Sure enough, DC3 was over in a corner of the nest retching and hacking and he (she?) had my utmost sympathy.

Speaking of expelling, I saw one of the babies shoot a projectile poop over the side of the nest, proof of the old adage that even birds know not to crap in their own bed. Too bad we can’t say the same for our own kind, not even the adults during political season.

I haven’t seen both parents on the nest at the same time yet. According to the chat messages, every time I turn on the eagles I have just missed something important like a huge feeding. The babies stagger about with their craws extended like chickens on steroids, a fish part lying nearby, but I always miss the knockout punch and all I see of a home run is a guy running and throwing down his bat. One of these days I’ll see a feed.

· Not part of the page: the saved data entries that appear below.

PR #124, opened 2026-05-15
Remove model from being interpolated into warning strings

odow:
First one is a bug.

The others: interpolating a `built!` model is very expensive. I was running `POM.solve!(model)` and wondering why there was a 5 minute delay and so much stuff being printed to the screen. I don't know if removing is okay, or if there is a better identifier we can use here.


jd-lara (changes requested):
We can even convert that warn into a @debug call

jd-lara (approved):

jd-lara (approved):

PR #135, opened 2026-06-09
Consolidate add_to_expression! device-injection methods; fix AreaBalance bugs

luke-kiernan:
## Summary
In the initial PSI into IOM+POM split, the 90+ variations on `add_to_expression!` was one thing where I told myself "I'll fix this properly later." This PR is to get the ball rolling on that fix: refactor so as to minimize code spaghetti and ensure good test coverage.

Consolidates the device-injection family of `add_to_expression!` methods onto a shared, network-model-aware target resolver (`_balance_expression_targets`) plus IOM's new `add_device_terms_to_expression!` driver. ~17 hand-rolled `device × time` loops collapse to thin delegations. Net **−81 lines** in `add_to_expression.jl`.

Depends on IOM PR Sienna-Platform/InfrastructureOptimizationModels.jl#112 (the driver), which targets IOM `main`.

## What's consolidated
- **variable → balance** (StaticInjection), across nodal / AreaBalance / CopperPlate / PTDF / AreaPTDF.
- **parameter → balance** (TimeSeriesParameter, ElectricLoad TS-param, MotorLoad constant, OnStatusParameter) for nodal / AreaBalance / CopperPlate.
- **compact-UC `OnVariable`**: a single resolver-based `_add_compact_on_to_balance!` (must-run aware) replaces the nodal-only `_add_to_expression!` and both AreaBalance variants; CopperPlate/PTDF use a new `scale` kwarg on `_add_variable_to_balance!` for the per-device `p_min`.

PTDF *parameter* methods are intentionally left out (their `AbstractPTDFModel`/security-constrained semantics differ from the variable family and need a separate decision).

## Bug fixes (port of PSI `22d2059c2`, which POM missed by branching before it — see #134)
- **must-run compact-UC `OnVariable`** called a non-existent 2-arg `add_proportional_to_jump_expression!` → `MethodError`. Now `add_constant_to_jump_expression!` (On≡1 → P_min is a constant).
- **`OnVariable`/`ThermalGen` + AreaBalance** indexed an `ACBus` container AreaBalance never creates → `KeyError`. Now `PSY.Area`.
- **`FlowActivePowerToFromVariable`/`TwoTerminalHVDC` + AreaBalance** used an undefined `network_reduction` and unbound `W` → `UndefVarError`. Now Area-indexed, `HVDCTwoTerminalDispatch`.
- **compact-UC `OnVariable` under AreaBalance/AreaPTDF**: routing through the resolver fixes a `KeyError` (AreaBalance) and a silent missing-area-contribution (AreaPTDF, where the generic method previously added to nodal only).

## Type stability / perf
The driver's inner loop is allocation-free even on heterogeneous target tuples (AreaPTDF mixes a `String`-keyed area expression and an `Int`-keyed nodal expression) via `Base.tail` recursion. Cold build time unchanged.

## Tests
Constructor suites pass against IOM `main` + the driver branch (thermal/load/renewable/network/branch/HVDC; 5244/5244 on the thermal+network subset). The fixed paths above are currently unexercised by any test system — tracked in #134 for follow-up coverage.

## Follow-ups
- This PR pins IOM to `lk/add-device-terms-driver` (= IOM `main` + the driver) so it builds now. After IOM #112 merges into `main`, flip the two `[sources]` pins here back to `rev = "main"`.
- Add the two AreaBalance/AreaPTDF compact spots to #134.


src/common_models/add_to_expression.jl
```diff
@@ -14,6 +14,255 @@ _system_expression_type(::Type{AreaPTDFPowerModel}) = PSY.Area
...
+unit-commitment `OnVariable`).
+"""
+function _add_variable_to_balance!(
+    container::OptimizationContainer,
+    ::Type{T},
+    ::Type{U},
+    devices::Union{Vector{V}, IS.FlattenIteratorWrapper{V}},
+    network_model::NetworkModel,
+    ::DeviceModel{V, W};
+    scale::Union{Nothing, Function} = nothing,
```
luke-kiernan: iirc positional args are better than keyword args for compilation purposes

src/common_models/add_to_expression.jl
```diff
@@ -14,6 +14,255 @@ _system_expression_type(::Type{AreaPTDFPowerModel}) = PSY.Area
...
+# device/time loop. Dispatch is on disjoint network-model subtrees, so no ambiguity:
+#   - <:AbstractPowerModel        -> nodal bus only      (default AC models; also the
+#                                                         security-constrained PTDF
+#                                                         variants, matching prior
+#                                                         variable-method behavior)
+#   - CopperPlatePowerModel       -> system reference bus only
+#   - AreaBalancePowerModel       -> area only
+#   - PTDFPowerModel/AreaPTDF...  -> system/area + nodal bus
+#################################################################################
+
```
luke-kiernan, line 32: Hmm. Dramatically better, but still some redundacy here.
1. First thing in return value in `_balance_expression_targets` is always `get_expression(container, T, [something])`
2. Final version of `_balance_expression_targets` is basically combination of nodal + area. Also it's the only spot where `_system_expression_type` is called anywhere in this file.
3. All the `_add_foo_to_balance!` functions only differ in what they pass as the 3rd argument: 
```julia
add_device_terms_to_expression!(container,
        d -> _balance_expression_targets(container, T, network_model, d),
        function (d)
           ... # this differs
        end,
        devices,
 )
```
That being said, I'm not sure how feasible it is to captialize on this: we do want the `get_{variable/multiplier/parameter}` calls to happen once, not per-device.

src/common_models/add_to_expression.jl
```diff
@@ -14,6 +14,255 @@ _system_expression_type(::Type{AreaPTDFPowerModel}) = PSY.Area
...
+        d -> _balance_expression_targets(container, T, network_model, d),
+        function (d)
+            name = PSY.get_name(d)
+            multiplier = PSY.get_active_power_limits(d, PSY.SU).min * base_multiplier
+            if PSY.get_must_run(d)
+                # On ≡ 1 for must-run units, so the term is the constant p_min * mult.
+                return t -> (1.0, multiplier)
+            else
+                return t -> (variable[name, t], multiplier)
+            end
```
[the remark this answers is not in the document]
luke-kiernan: Issue opened for this already: #134. I want feedback on the whole concept of this PR then will add tests.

The babies are a month old and will fly away in six weeks or so. Right now they’re gaining a half pound to a pound every week with their secret feedings. Mama stands by, but she’s not what you’d call affectionate. No cuddles from this lady. One of the kids keeps ripping at his baby feathers as if they were itching him madly, but mom doesn’t offer a preening beak or a wing of sympathy. This girl is not going to suffer from empty nest syndrome; the babies will be lucky if they don’t get a taloned boot over the side. And those are some talons.

I don’t want to give short shrift to our local osprey webcam being streamed locally in Emma, but nothing much has happened there yet. Today I tuned in to find both birds on the nest, and one immediately flew away, soon followed by the other. If there’s an egg, I can’t see it among the sturdy limbs that comprise the nest.

In the Emma shots, you can just barely see the green tinge of spring creeping onto the lawn next door and the beginning budding of the leaves. Zip back to Washington and it’s a verdant biosphere.

This way, we can watch our spring turn to summer while our ospreys turn from bird blobs into noble hawks, which will probably be just about the time the eagles fly away back east.